RENTON, Wash. — The recently announced Fallout-themed Magic: the Gathering crossover decks will require a day one patch, annoyed sources have confirmed.
“This is very normal and the reports coming out are making it sound much worse than it actually is,” stated Wizards of the Coast PR Representative Lance Baker. “Yes, we are aware that sometimes Dogmeat appears without any skin, other times half the cards are in Spanish, and one of our testers keeps shitting himself while playing and he swears it’s related. However, this patch will probably fix these issues. Come on though, you can’t really expect a Fallout game to run well, even in physical card form.”
Gamers familiar with previous Fallout releases were not surprised by this turn of events.
“I’m not surprised by anything anymore,” said Donald Borgson, a Fallout fan with a forlorn gaze. “But don’t worry about me, because there’s a fun way I deal with it: I disassociate. When I begin swearing profusely at my monitor because my character is somehow stuck inside a wall, I disassociate. When I feel a meltdown coming on because I had to reload a sixth time after a required NPC wouldn’t appear, I disassociate. When I find myself sending a baggy of toenail clippings to Bethesda because my 200 hour save corrupted, I disassociate. I think this is a very normal and healthy way to have fun and I am excited to do the same with this card game.“
Gaming historian Henry Tooterman sees this as an inevitable shift for future games of all types.

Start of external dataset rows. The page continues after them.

PR #2619, opened 2022-01-13
MISC: Add an event log to persist certain game events

MartinFournier:
## Add an event log to persist certain game events

Allows errors & noteworthy events to be logged so that they are not lost
if missed by the player when AFK or when clicking away by mistake.

- Add an Event Log page listing the last events, auto-refreshed
- Add setting to select maximum event log capacity
- Refactor Options Sliders into its reusable component (OptionSlider)
- Some events may have an action to link to, like achievements
- Events can be tied to a unique key to grab dynamic data when loading the list
- Add a dev page to create dummy events, spam create & clear events
- Adds a flag to indicate if events have been seen with a counter in the
sidebar
- Log some events when certain actions are done or errors are thrown
  - When a player receives an achievement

“It’s not like the old days where a product is released when it’s finished,” said Tooterman. “Even card game designers have realized they can avoid paying people to finish their games and instead have fans do it. It’s now on the community to fix these broken games with unofficial patches. As long as you don’t mind the occasional Thomas the Tank Engine card shoved into your deck, the system works.”
At press time, Wizards of the Coast was reportedly debating whether their new cards will also require an always on internet connection.